Collected data:
== Segment start ==

PR #737, opened 2019-07-23
Remove deprecated validate function from UserInputDateValidator

ragunathjawahar:
https://www.pivotaltracker.com/story/show/167453590

### DIFF
--- a/app/src/test/java/org/simple/clinic/editpatient/PatientEditScreenControllerTest.kt
+++ b/app/src/test/java/org/simple/clinic/editpatient/PatientEditScreenControllerTest.kt
@@ -54,9 +54,9 @@ import org.simple.clinic.widgets.ageanddateofbirth.DateOfBirthAndAgeVisibility.A
 import org.simple.clinic.widgets.ageanddateofbirth.DateOfBirthAndAgeVisibility.BOTH_VISIBLE
 import org.simple.clinic.widgets.ageanddateofbirth.DateOfBirthAndAgeVisibility.DATE_OF_BIRTH_VISIBLE
 import org.simple.clinic.widgets.ageanddateofbirth.UserInputDateValidator
-import org.simple.clinic.widgets.ageanddateofbirth.UserInputDateValidator.Result2.Invalid.DateIsInFuture
-import org.simple.clinic.widgets.ageanddateofbirth.UserInputDateValidator.Result2.Invalid.InvalidPattern
-import org.simple.clinic.widgets.ageanddateofbirth.UserInputDateValidator.Result2.Valid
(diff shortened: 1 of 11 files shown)


app/src/test/java/org/simple/clinic/editpatient/PatientEditScreenControllerTest.kt
```diff
@@ -415,6 +415,13 @@ class PatientEditScreenControllerTest {
     verify(screen).showValidationErrors(setOf(expectedError))
   }
 
+  fun `params for date of birth should be validated`(): List<List<Any>> {
+    return listOf(
+        listOf("01/01/2000", InvalidPattern, INVALID_DATE_OF_BIRTH),
```
vinaysshenoy: Something I like to do whenever I need to add a method source for a parameterized test is to add a local `testCase` function so I can construct the list of parameters in a typed fashion and expose the intention using named parameters.

```kotlin
fun `params for date of birth should be validated`(): List<List<Any>> {
    fun testCase(
        dateOfBirth: String,
        validationResult: UserInputDateValidator.Result,
        expectedError: PatientEditValidationError
    ): List<Any> {
      return listOf(dateOfBirth, validationResult, expectedError)
    }

    return listOf(
        testCase(dateOfBirth = "01/01/2000", validationResult = InvalidPattern, expectedError = INVALID_DATE_OF_BIRTH),
        testCase(dateOfBirth = "01/01/2000", validationResult = DateIsInFuture, expectedError = DATE_OF_BIRTH_IN_FUTURE)
    )
}
```

IMO, this makes the test more maintainable. I'm not asking you to change this, just adding a suggestion about what I prefer to do.

vinaysshenoy:
Left a comment. If you do not want to take any action on it, the PR is ready to merge.

app/src/test/java/org/simple/clinic/editpatient/PatientEditScreenControllerTest.kt
ragunathjawahar: Would using data classes make this better, because it would be more type-safe?

vinaysshenoy: The problem will data classes will be that you'll need to convert them into a `List<Any>` again before you return from the method source.

Or the test function will need to accept the data class itself as the parameter. I personally feel that it's overkill, but we could try it out and see what it looks like.

ragunathjawahar: Used a data class.

PR #738, opened 2019-07-23
Map build variants to appropriate Play Store URLs for app update

ragunathjawahar:


app/src/main/java/org/simple/clinic/appupdate/dialog/AppUpdateDialog.kt
```diff
@@ -37,10 +38,8 @@ class AppUpdateDialog : DialogFragment() {
   }
 
   private fun launchPlayStoreForUpdate() {
-    val appPackageName = "org.simple.clinic"
     val intent = Intent(ACTION_VIEW).apply {
-      data = Uri.parse(
-          "https://play.google.com/store/apps/details?id=$appPackageName")
+      data = Uri.parse("https://play.google.com/store/apps/details?id=${BuildConfig.APPLICATION_ID}")
```
ragunathjawahar: I may also have to see if we are checking against the appropriate variant in the play store.

PR #741, opened 2019-07-24
Fix: Clear OngoingRegistrationEntry after registration

sanchita:
https://www.pivotaltracker.com/story/show/167487181

### DIFF
--- a/app/src/main/java/org/simple/clinic/registration/register/RegistrationLoadingScreenController.kt
+++ b/app/src/main/java/org/simple/clinic/registration/register/RegistrationLoadingScreenController.kt
@@ -28,15 +28,32 @@ class RegistrationLoadingScreenController @Inject constructor(
     val retryClicks = events.ofType<RegisterErrorRetryClicked>()
     val creates = events.ofType<ScreenCreated>()
 
-    return Observable.merge(creates, retryClicks)
-        .flatMapSingle { userSession.register() }
-        .doOnNext { if (it is Success) userSession.clearOngoingRegistrationEntry().subscribe() }
-        .map {
-          when (it) {
-            Success -> { ui: Ui -> ui.openHomeScreen() }
-            NetworkError -> { ui: Ui -> ui.showNetworkError() }
-            UnexpectedError -> { ui: Ui -> ui.showUnexpectedError() }
-          }
+    val register = Observable
+        .merge(creates, retryClicks)
+        .flatMap {
+          userSession
+              .register()
+              .toObservable()
         }
+        .replay()
+        .refCount()
+
+    val clearOngoingEntry = register
+        .filter { it is Success }
+        .flatMap {
+          userSession.clearOngoingRegistrationEntry()
+              .andThen(Observable.never<UiChange>())
+        }
+
+    val showScreenChanges = register.map {
+      { ui: Ui ->
+        when (it) {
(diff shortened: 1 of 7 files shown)


app/src/main/java/org/simple/clinic/registration/register/RegistrationLoadingScreenController.kt
```diff
@@ -30,6 +30,7 @@ class RegistrationLoadingScreenController @Inject constructor(
 
     return Observable.merge(creates, retryClicks)
         .flatMapSingle { userSession.register() }
+        .doOnNext { if (it is Success) userSession.clearOngoingRegistrationEntry() }
```
vinaysshenoy: Since `UserSession#clearOngoingRegistrationEntry` returns a `Completable`, this call does not do anything because that returned `Completable` is never subscribed to.

@ragunathjawahar We have run into a few cases like this and it's dependent on the reviewer to catch these errors. We should discuss how we can add checks in place to catch problems like this without depending on humans.

app/src/main/java/org/simple/clinic/registration/register/RegistrationLoadingScreenController.kt
```diff
@@ -30,6 +30,7 @@ class RegistrationLoadingScreenController @Inject constructor(
 
     return Observable.merge(creates, retryClicks)
         .flatMapSingle { userSession.register() }
+        .doOnNext { if (it is Success) userSession.clearOngoingRegistrationEntry().subscribe() }
```
ragunathjawahar: This is a dangling `subscribe` call and is a code smell. What we may need here is a `flatMap` or fork the stream and process them separately.

app/src/test/java/org/simple/clinic/registration/facility/RegistrationFacilitySelectionScreenControllerTest.kt
```diff
@@ -400,15 +400,14 @@ class RegistrationFacilitySelectionScreenControllerTest {
         createdAt = Instant.now())
     whenever(userSession.ongoingRegistrationEntry()).thenReturn(Single.just(ongoingEntry))
     whenever(userSession.saveOngoingRegistrationEntry(any())).thenReturn(Completable.complete())
-    whenever(userSession.loginFromOngoingRegistrationEntry()).thenReturn(Completable.complete())
+    whenever(userSession.saveOngoingRegistrationEntryAsUser()).thenReturn(Completable.complete())
 
     val facility1 = PatientMocker.facility(name = "Hoshiarpur", uuid = UUID.randomUUID())
     uiEvents.onNext(RegistrationFacilityClicked(facility1))
 
-    val inOrder = inOrder(userSession, screen)
```
ragunathjawahar: Nice that you got rid of `inOrder`.

app/src/main/java/org/simple/clinic/registration/register/RegistrationLoadingScreenController.kt
ragunathjawahar: I agree.

sanchita: I have fixed this code for now by subscribing to this `Completable` explicitly.

PR #742, opened 2019-07-26
Fix: Refresh user status  on Patient Screen

sanchita:
https://www.pivotaltracker.com/story/show/167533992

### DIFF
--- a/app/src/main/java/org/simple/clinic/home/patients/PatientsScreenController.kt
+++ b/app/src/main/java/org/simple/clinic/home/patients/PatientsScreenController.kt
@@ -93,13 +93,14 @@ class PatientsScreenController @Inject constructor(
         // So duplicate triggers are dropped by restricting flatMap's
         // concurrency to 1.
         .toFlowable(BackpressureStrategy.LATEST)
-        .flatMapMaybe({ _ ->
+        .flatMapMaybe({
           userSession.loggedInUser()
               .firstOrError()
-              .filter { (user) -> user!!.status == WaitingForApproval }
-              .doOnSuccess {
+              .filter { (user) -> user != null }
+              .doOnSuccess { (user) ->
+                val userStatus = user?.status
                 // Resetting this flag here to show the approved status later
-                if (hasUserDismissedApprovedStatusPref.get()) {
+                if (userStatus != ApprovedForSyncing && hasUserDismissedApprovedStatusPref.get()) {
                   hasUserDismissedApprovedStatusPref.set(false)
                 }
 
--- a/app/src/test/java/org/simple/clinic/home/patients/PatientsScreenControllerTest.kt
+++ b/app/src/test/java/org/simple/clinic/home/patients/PatientsScreenControllerTest.kt
@@ -3,10 +3,10 @@ package org.simple.clinic.home.patients
 import com.f2prateek.rx.preferences2.Preference
 import com.nhaarman.mockito_kotlin.any
 import com.nhaarman.mockito_kotlin.atLeastOnce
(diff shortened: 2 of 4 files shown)


app/src/test/java/org/simple/clinic/home/patients/PatientsScreenControllerTest.kt
```diff
@@ -108,43 +107,26 @@ class PatientsScreenControllerTest {
...
     whenever(approvalStatusApprovedAt.get()).thenReturn(Instant.now())
     whenever(hasUserDismissedApprovedStatus.asObservable()).thenReturn(Observable.just(false))
     whenever(hasUserDismissedApprovedStatus.get()).thenReturn(false)
 
     uiEvents.onNext(ScreenCreated())
     uiEvents.onNext(TheActivityLifecycle.Resumed())
-    uiEvents.onNext(TheActivityLifecycle.Resumed())
 
-    verify(userSession, never()).refreshLoggedInUser()
+    verify(userSession, times(2)).refreshLoggedInUser()
```
vinaysshenoy: It's not obvious from this check that each of the two different `UiEvent`s (`ScreenCreated` and `Resumed`) can independently trigger a user refresh. Can we either:
1. Pass the event in via the test parameter as well so we can test each event separately, or
2. Make one verification call after the first event, and another after the second event so we know that each event triggers a refresh independently.

```kotlin
uiEvents.onNext(ScreenCreated())
verify(userSession).refreshLoggedInUser()

clearInvocations(userSession)

uiEvents.onNext(TheActivityLifecycle.Resumed())
verify(userSession).refreshLoggedInUser()
```

app/src/test/java/org/simple/clinic/home/patients/PatientsScreenControllerTest.kt
```diff
@@ -177,6 +159,8 @@ class PatientsScreenControllerTest {
     whenever(userSession.loggedInUser()).thenReturn(Observable.just(Just(user)))
     whenever(hasUserDismissedApprovedStatus.asObservable()).thenReturn(Observable.just(false))
     whenever(hasUserDismissedApprovedStatus.get()).thenReturn(false)
+    whenever(userSession.refreshLoggedInUser()).thenReturn(Completable.never())
```
vinaysshenoy: We could move this to the `setUp` fixture and only override it in the tests that depend on this?

app/src/test/java/org/simple/clinic/home/patients/PatientsScreenControllerTest.kt
sanchita: Good point.

app/src/main/java/org/simple/clinic/home/patients/PatientsScreenController.kt
```diff
@@ -93,13 +93,14 @@ class PatientsScreenController @Inject constructor(
         // So duplicate triggers are dropped by restricting flatMap's
```
vinaysshenoy: If you look at the `PatientsScreenController#refreshUserStatus` method, we can see that a complete data sync happens whenever the user gets refreshed if they are logged in.

This was meant to handle the case where sync should happen as soon as a user is approved. Now with this change, a complete sync will happen every time the screen is opened.

In order to maintain the current functionality, we should do this sync only whenever the user's logged in status and user status changes to (`Allowed`, Logged In`) from any other state.

sanchita: I will raise a new PR for this fix.

PR #745, opened 2019-07-29
Add phone number input to PatientSearchScreen

vinaysshenoy:
Pivotal Story Link: https://www.pivotaltracker.com/story/show/167343636

### DIFF
--- a/app/src/main/java/org/simple/clinic/search/PatientSearchScreenController.kt
+++ b/app/src/main/java/org/simple/clinic/search/PatientSearchScreenController.kt
@@ -49,23 +49,25 @@ class PatientSearchScreenController @Inject constructor() : ObservableTransforme
           .map { it.text.trim() }
 
       val validationErrors = events.ofType<SearchClicked>()
-          .withLatestFrom(textChanges)
-          .map { (_, text) ->
-            val errors = mutableListOf<PatientSearchValidationError>()
-
-            if (text.isBlank()) {
-              errors += INPUT_EMPTY
-            }
-            SearchQueryValidated(errors)
-          }
+          .withLatestFrom(textChanges) { _, text -> text }
+          .map(this::validateInput)
 
       events.mergeWith(validationErrors)
     }
   }
 
+  private fun validateInput(inputText: String): SearchQueryValidationResult {
+    return if (inputText.isBlank()) {
+      SearchQueryValidationResult.Invalid(listOf(INPUT_EMPTY))
+    } else {
+      SearchQueryValidationResult.Valid(inputText)
+    }
+  }
+
   private fun showValidationErrors(events: Observable<UiEvent>): Observable<UiChange> {
-    return events.ofType<SearchQueryValidated>()
-        .flatMapIterable { it.validationErrors }
+    return events
+        .ofType<SearchQueryValidationResult.Invalid>()
+        .flatMapIterable { it.errors }
         .doOnNext { Analytics.reportInputValidationError(it.analyticsName) }
         .map {
           { ui: Ui ->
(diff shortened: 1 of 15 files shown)


app/src/main/java/org/simple/clinic/search/results/PatientSearchResultsScreen.kt
```diff
@@ -75,13 +77,13 @@ class PatientSearchResultsScreen(context: Context, attrs: AttributeSet) : Relati
...
   }
 
-  private fun extractPatientName(searchPatientInput: SearchPatientInput): String {
-    return when (searchPatientInput) {
-      is SearchPatientInput.Name -> searchPatientInput.searchText
-      is SearchPatientInput.PhoneNumber -> TODO("not yet implemented")
+  private fun extractPatientName(criteria: PatientSearchCriteria): String {
+    return when (criteria) {
+      is Name -> criteria.patientName
+      is PhoneNumber -> TODO("not yet implemented")
```
sanchita: Please implement this.

app/src/main/java/org/simple/clinic/search/results/PatientSearchResultsScreen.kt
```diff
@@ -75,13 +77,13 @@ class PatientSearchResultsScreen(context: Context, attrs: AttributeSet) : Relati
...
         .ofType<RegisterNewPatient>()
-        .map { PatientSearchResultRegisterNewPatient(extractPatientName(it.searchPatientInput)) }
+        .map { PatientSearchResultRegisterNewPatient(extractPatientName(it.criteria)) }
   }
 
-  private fun extractPatientName(searchPatientInput: SearchPatientInput): String {
-    return when (searchPatientInput) {
-      is SearchPatientInput.Name -> searchPatientInput.searchText
-      is SearchPatientInput.PhoneNumber -> TODO("not yet implemented")
+  private fun extractPatientName(criteria: PatientSearchCriteria): String {
```
sanchita: Rename this appropriately.

app/src/main/java/org/simple/clinic/search/PatientSearchScreenController.kt
```diff
@@ -36,17 +36,17 @@ class PatientSearchScreenController @Inject constructor() : ObservableTransforme
...
+          .withLatestFrom(textChanges)
+          .map { (_, text) ->
             val errors = mutableListOf<PatientSearchValidationError>()
 
-            if (name.isBlank()) {
-              errors += FULL_NAME_EMPTY
+            if (text.isBlank()) {
+              errors += INPUT_EMPTY
             }
             SearchQueryValidated(errors)
```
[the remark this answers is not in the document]
vinaysshenoy: Yeah, earlier this had name + phone number + age which were contributing their own errors. When we removed them, we didn't remove the list which was accumulating the errors. I'll remove this.

app/src/main/java/org/simple/clinic/search/PatientSearchScreenController.kt
```diff
@@ -75,10 +75,6 @@ class PatientSearchScreenController @Inject constructor() : ObservableTransforme
   }
 
   private fun openSearchResults(events: Observable<UiEvent>): Observable<UiChange> {
-    val nameChanges = events
-        .ofType<SearchQueryTextChanged>()
-        .map { it.text.trim() }
-
     val validationErrors = events
         .ofType<SearchQueryValidated>()
```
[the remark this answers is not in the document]
vinaysshenoy: I don't think we should remove multiple errors from the `PatientSearchValidationError` at the moment. There is currently no validation done on the phone number at the moment, but we can't say there will never be one in the future.

However, I do think we can abstract the fact that the input is valid means that the validation errors are empty by converting that chain into an `Observable<Boolean>`. I'll try this out.

app/src/main/java/org/simple/clinic/search/results/PatientSearchResultsScreen.kt
vinaysshenoy: Whoops, good catch! This will be fixed when https://www.pivotaltracker.com/story/show/167343744 is picked up. For now, I will return an empty string so that the app does not crash.

app/src/main/java/org/simple/clinic/search/results/PatientSearchResultsScreen.kt
vinaysshenoy: This was a temporary "fix" because we needed to pass in a name to the `RegisterNewPatient` event. This entire function will be removed once https://www.pivotaltracker.com/story/show/167343744 is done. I'd rather not rename a function which will be removed in an upcoming PR.

I have added a `TODO` that explains the same.

app/src/main/java/org/simple/clinic/search/PatientSearchScreenController.kt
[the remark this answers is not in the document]
vinaysshenoy: Tried this, looks a lot cleaner now!

vinaysshenoy:
@sanchita I have also removed the `TextInput` type that was introduced internally in `PatientSearchScreenController` and changed it to generate the `PatientSearchCriteria` directly.

PR #750, opened 2019-08-01
Appointment date picker

rakshakhegde:
https://www.pivotaltracker.com/story/show/166924812


vinaysshenoy:
@rakshakhegde I can select the current date on the calendar widget and schedule an appointment for "0 Days". This needs to be handled.

app/src/main/java/org/simple/clinic/scheduleappointment/ScheduleAppointmentSheet.kt
```diff
@@ -17,7 +17,8 @@ import kotterknife.bindView
 import org.simple.clinic.R
```
vinaysshenoy: Reword this commit to something more descriptive? I don't understand what is being restricted and why.

rakshakhegde:
@vinaysshenoy These were the following issues I found.
- The app crashes on choosing today's date from Calendar.
- The months turn into days in some places on pressing plus button

vinaysshenoy:
> @vinaysshenoy These were the following issues I found.
> 
> * The app crashes on choosing today's date from Calendar.
> * The months turn into days in some places on pressing plus button

Checking.

vinaysshenoy:
@rakshakhegde Fixed the issue. The current date was being allowed for selection, which I fixed. I am not able to reproduce the other problem.

app/src/main/java/org/simple/clinic/scheduleappointment/ScheduleAppointmentSheetController.kt
```diff
@@ -174,4 +255,56 @@ class ScheduleAppointmentSheetController @Inject constructor(
...
+      val scheduledFor: LocalDate,
+      val timeToAppointment: TimeToAppointment
+  ) : Comparable<PotentialAppointmentDate> {
+    override fun compareTo(other: PotentialAppointmentDate): Int {
+      return this.scheduledFor.compareTo(other.scheduledFor)
+    }
+  }
+}
+
+private fun LocalDate.plus(timeToAppointment: TimeToAppointment): LocalDate {
```
rakshakhegde: This could be nicer if converted to a `operator` function!

app/src/main/java/org/simple/clinic/scheduleappointment/ScheduleAppointmentSheetController.kt
```diff
@@ -174,4 +255,56 @@ class ScheduleAppointmentSheetController @Inject constructor(
...
+  return this.plus(
```
rakshakhegde: Also `this` is not required?

app/src/main/java/org/simple/clinic/scheduleappointment/ScheduleAppointmentSheetController.kt
```diff
@@ -174,4 +255,56 @@ class ScheduleAppointmentSheetController @Inject constructor(
...
+
+    return exactMatchingTimeToAppointment ?: Days(ChronoUnit.DAYS.between(today, date).toInt())
+  }
+
+  private fun generatePotentialAppointmentDate(scheduleAppointmentIn: TimeToAppointment): PotentialAppointmentDate {
+    val today = LocalDate.now(clock)
+    return PotentialAppointmentDate(today.plus(scheduleAppointmentIn), scheduleAppointmentIn)
+  }
+
+  private fun generatePotentialAppointmentDates(scheduleAppointmentsIn: List<TimeToAppointment>): List<PotentialAppointmentDate> {
```
rakshakhegde: We can simply deal with `TimeToAppointment` and create LocalDates only when we need them right? As mentioned before, the API of `PotentialAppointmentDate` allows for errors in input parameters passed.

app/src/main/java/org/simple/clinic/scheduleappointment/ScheduleAppointmentSheetController.kt
```diff
@@ -27,145 +34,219 @@ typealias UiChange = (Ui) -> Unit
...
 
     val closeSheetWithoutSavingAppointment = isPatientDefaulterStream
         .filter { isPatientDefaulter -> isPatientDefaulter.not() }
-        .map { { ui: Ui -> ui.closeSheet() } }
+        .map { Ui::closeSheet }
 
     return Observable.merge(saveAppointmentAndCloseSheet, closeSheetWithoutSavingAppointment)
   }
 
   private fun scheduleCreates(events: Observable<UiEvent>): Observable<UiChange> {
```
rakshakhegde: This function is scheduling the appointment and no more handling creation event. Let's call it `scheduleAppointmentDone`?

app/src/main/java/org/simple/clinic/scheduleappointment/ScheduleAppointmentSheet.kt
```diff
@@ -105,37 +77,40 @@ class ScheduleAppointmentSheet : BottomSheetActivity() {
...
-    finish()
+  fun updateScheduledAppointment(appointmentDate: LocalDate, timeToAppointment: TimeToAppointment) {
+    currentAppointmentDate.text = dateFormatter.format(appointmentDate)
+    currentDateTextView.text = displayTextForTimeToAppointment(timeToAppointment)
   }
 
-  fun updateDisplayedDate(newIndex: Int) {
-    currentIndex = newIndex
-    currentDateTextView.text = possibleDates[currentIndex].displayText
+  private fun displayTextForTimeToAppointment(timeToAppointment: TimeToAppointment): CharSequence {
```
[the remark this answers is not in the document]
vinaysshenoy: It can, I'll do this.

app/src/main/java/org/simple/clinic/scheduleappointment/ScheduleAppointmentSheet.kt
```diff
@@ -105,37 +77,40 @@ class ScheduleAppointmentSheet : BottomSheetActivity() {
...
     setResult(Activity.RESULT_OK)
     finish()
   }
 
-  fun closeSheet(appointmentDate: LocalDate) {
-    val intent = Intent()
-    intent.putExtra(EXTRAS_SAVED_APPOINTMENT_DATE, appointmentDate)
-    setResult(Activity.RESULT_OK, intent)
-    finish()
+  fun updateScheduledAppointment(appointmentDate: LocalDate, timeToAppointment: TimeToAppointment) {
```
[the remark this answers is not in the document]
vinaysshenoy: Good point, I'll make this change.

app/src/main/java/org/simple/clinic/scheduleappointment/ScheduleAppointmentSheetController.kt
vinaysshenoy: It could, I just didn't do it because I wanted to maintain the convention of the rest of `LocalDate.plus` functions that don't have operator overloads.

app/src/main/java/org/simple/clinic/scheduleappointment/ScheduleAppointmentSheetController.kt
vinaysshenoy: It it not, just wanted to make it more explicit.

app/src/main/java/org/simple/clinic/scheduleappointment/ScheduleAppointmentSheetController.kt
vinaysshenoy: We can't do this because selecting the right `TimeToAppointment` when a calendar date is selected is not possible. We need to convert it to a `LocalDate` right at the beginning to make it more convenient.

app/src/main/java/org/simple/clinic/scheduleappointment/ScheduleAppointmentSheet.kt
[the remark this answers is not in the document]
vinaysshenoy: They are not exactly the same thing. The `appointmentDate` is the exact date on which the appointment will be scheduled. The `TimeToAppointment` is what to display it as. For the same `appointmentDate` can be shown in multiple `TimeToAppointment` ways (for example, `Weeks(1)` and `Days(7)` will both point to the same `appointmentDate` but the presentation will differ because of the type.

We have tests that ensure that the same value passed in the config is passed down to the screen when displaying it. We will depend on manual testing to ensure that the configuration itself is declared correctly.

app/src/main/java/org/simple/clinic/scheduleappointment/ScheduleAppointmentSheetController.kt
vinaysshenoy: We ensure in tests that the `PotentialAppointment` is created with the same `TimeToAppointment` that the date is generated from. We will depend on manual testing to verify that the configuration itself is done correctly.

rakshakhegde: We can do this. If you take a look at the commit I made just before this refactor, this is what was done. We computed the LocalDates finally only when they were required. Or at least LocalDate computation can also be made a property in `PotentialAppointmentDate`.

It is ok if you feel like skipping this change. We can come back to this design change in the future too.

app/src/main/java/org/simple/clinic/scheduleappointment/ScheduleAppointmentSheetController.kt
vinaysshenoy: Since this chain is still doing the job of actually creating the appointment, I have renamed it to `scheduleAppointment()`.

app/src/main/java/org/simple/clinic/scheduleappointment/ScheduleAppointmentSheetController.kt
rakshakhegde: This is the commit in this branch you'll want to check out 42726e2233c802fc26c36ac9c55d32af668e12d4

vinaysshenoy: I intentionally did not do this because I felt the generation of dates everywhere from `ScheduleAppointment` just in time was becoming too complex and hard to follow.

rakshakhegde:
@vinaysshenoy You can go ahead and merge it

== Segment end ==

REQUIREMENT:
As you read the records above, find each line that contains "ageanddateofbirth" and copy it.

EXERCISE SOLUTION:
@@ -54,9 +54,9 @@ import org.simple.clinic.widgets.ageanddateofbirth.DateOfBirthAndAgeVisibility.A
 import org.simple.clinic.widgets.ageanddateofbirth.DateOfBirthAndAgeVisibility.BOTH_VISIBLE
 import org.simple.clinic.widgets.ageanddateofbirth.DateOfBirthAndAgeVisibility.DATE_OF_BIRTH_VISIBLE
 import org.simple.clinic.widgets.ageanddateofbirth.UserInputDateValidator
-import org.simple.clinic.widgets.ageanddateofbirth.UserInputDateValidator.Result2.Invalid.DateIsInFuture
-import org.simple.clinic.widgets.ageanddateofbirth.UserInputDateValidator.Result2.Invalid.InvalidPattern
-import org.simple.clinic.widgets.ageanddateofbirth.UserInputDateValidator.Result2.Valid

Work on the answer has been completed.